Wichtig ist vor allem, Neues Schritt für Schritt zu testen – ich kann nicht einfach einen Prozess von heute auf morgen umstellen, wir erbringen ja weiter unsere Dienstleistung. Bei der Einführung neuer Technologien belassen wir anfangs unsere klassischen Prozesse und erproben die neuen parallel – so können wir uns sicher weiterentwickeln. Erst schrittweise stellen wir dann um. Das heißt aber auch, wir brauchen Kapazitäten, um Tests durchzuführen und zu begleiten. Ich habe einen Mitarbeiter, der den „Digitalisierungshut“ aufhat. Dieser testet neue Anwendungen aus und ist Ansprechpartner für technische Probleme und Fragen. Sie brauchen einen Spezialisten! Und wenn die Einführung gut ist, gab es bisher keinen wesentlichen Widerstand.

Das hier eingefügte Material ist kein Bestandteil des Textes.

PR #3160, opened 2022-06-13
Fix big endian ARM NEON path

danlark1:
It is not using the NEON acceleration but the bit grouping was applied


embg (approved):

embg:
The Travis CI failure is not related to this PR, so I'll go ahead and merge this.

Was wünschen Sie sich von der Politik?
Die Vereinheitlichung von Abläufen und lebensnahe, moderne Prozesse, die auch massentauglich sind. Ich hoffe sehr, dass die Politik da überhaupt eine Chance hat, denn oft laufen diese Entscheidungen ja in der Selbstverwaltung. Mangelnde Digitalisierung in der Verwaltung ist für mich einer der dicksten Brocken. Zum Beispiel: Eine Verordnung kommt vom Arzt per Post zu uns, von uns zum Kunden oder Betreuer, der schickt sie wiederum unterschrieben an uns zurück und wir schicken sie zur Kasse zur Genehmigung. Diese Abläufe kommen aus dem Bereich Krankenpflege und sind einfach nicht gemacht für Anforderungen in der Altenpflege, vor allem für die Menge an Anträgen - der demografische Wandel sprengt diese Prozesse. Es gibt gute erste Digitalisierungsschritte der Genehmigung durch die Krankenkassen, aber aus meiner Sicht muss dieser gesamte Prozess für die Altenpflege optimiert werden.
Was ist Ihre Zukunftsvision für die digitale Pflege in Ihrem Betrieb?

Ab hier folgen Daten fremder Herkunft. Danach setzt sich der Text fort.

PR #3161, opened 2022-06-14
[contrib] largeNbDicts bugfix + improvements

embg:
These are local changes I've been cherry-picking on builds for a while. Figured it's time to put them on GitHub.
* Fixes a bug in the memory estimation found by @terrelln 
* Fixes a bug which prevented `forceAttach/forceCopy` from working properly (`ZSTD_compress_usingCDict -> ZSTD_compress2`)
* Prints results to a csv file with the executable name
    * The idea is you bake the commit hash and compiler into the executable name. (This is my setup).
    * largeNbDicts will append the best speed to the CSV file, so you can run multiple times and then get statistics. I like to interleave runs between different versions to correct for background load changes.
    * I have a benchmark runner script which creates a directory tree of CSV files for different scenarios, and then a python script which aggregates all the statistics. Will put them on GitHub when I have time :)

### DIFF
--- a/contrib/largeNbDicts/largeNbDicts.c
+++ b/contrib/largeNbDicts/largeNbDicts.c
@@ -577,11 +577,12 @@ typedef struct {
     cdict_collection_t dictionaries;
 } compressInstructions;
 
-compressInstructions createCompressInstructions(cdict_collection_t dictionaries)
+compressInstructions createCompressInstructions(cdict_collection_t dictionaries, ZSTD_CCtx_params* cctxParams)
 {
     compressInstructions ci;
     ci.cctx = ZSTD_createCCtx();
     CONTROL(ci.cctx != NULL);
+    ZSTD_CCtx_setParametersUsingCCtxParams(ci.cctx, cctxParams);
     ci.nbDicts = dictionaries.nbCDict;
     ci.dictNb = 0;
     ci.dictionaries = dictionaries;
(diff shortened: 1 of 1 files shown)


contrib/largeNbDicts/largeNbDicts.c
```diff
@@ -703,6 +704,22 @@ static int benchMem(slice_collection_t dstBlocks,
...
+    char* csvFileName = malloc(strlen(exeName) + 5);
+    strcpy(csvFileName, exeName);
+    strcat(csvFileName, ".csv");
+    FILE* csvFile = fopen(csvFileName, "r");
+    if (!csvFile) {
+        csvFile = fopen(csvFileName, "wt");
+        assert(csvFile);
+        fprintf(csvFile, "%s\n", exeName);
+    } else {
+        csvFile = fopen(csvFileName, "at");
```
terrelln, line 719: Does this leak a `FILE` handle?

Does opening with `"at"` not work for empty files? The spec says the files is created if it doesn't exist.

embg: I have it set up to write the executable name when the file doesn't already exist. That's why I have a branch. Agree that it's leaking the first `FILE` handle from `fopen(csvFileName, "r")` though, nice catch.

embg:
* Fixed `FILE` handle leak
* Fixed a bug which prevented forceAttach/forceCopy from working properly (ZSTD_compress_usingCDict -> ZSTD_compress2).

contrib/largeNbDicts/largeNbDicts.c
```diff
@@ -703,6 +706,23 @@ static int benchMem(slice_collection_t dstBlocks,
...
+    strcpy(csvFileName, exeName);
+    strcat(csvFileName, ".csv");
+    FILE* csvFile = fopen(csvFileName, "r");
+    if (!csvFile) {
+        csvFile = fopen(csvFileName, "wt");
+        assert(csvFile);
+        fprintf(csvFile, "%s\n", exeName);
+    } else {
+        free(csvFileName);
+        csvFile = fopen(csvFileName, "at");
```
terrelln: You've freed the wrong thing
```suggestion
        fclose(csvFile);
        csvFile = fopen(csvFileName, "at");
```

embg: ah whoops thanks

Weniger Papier. Digitale Dokumentation ist dafür zum Beispiel wichtig, weil ich dann nicht mehr jedes Trinkprotokoll als Papier ablegen muss. Oder wenn wir, statt zu faxen, Dokumente einscannen, verschlüsseln und per Mail verschicken könnten. Wir sind ja durchaus an lange Aufbewahrungsfristen gebunden – wenn wir jemand zehn Jahre pflegen, kommt da einiges an Papier zusammen. Das heißt, ich brauche viel Lagerfläche, was wiederum Geld kostet. Mir ist klar, dass das alles wirklich komplex ist und ich bin keine Insel. Null Papier ist eine Vision - aber so papierlos wie möglich ist mein Ziel!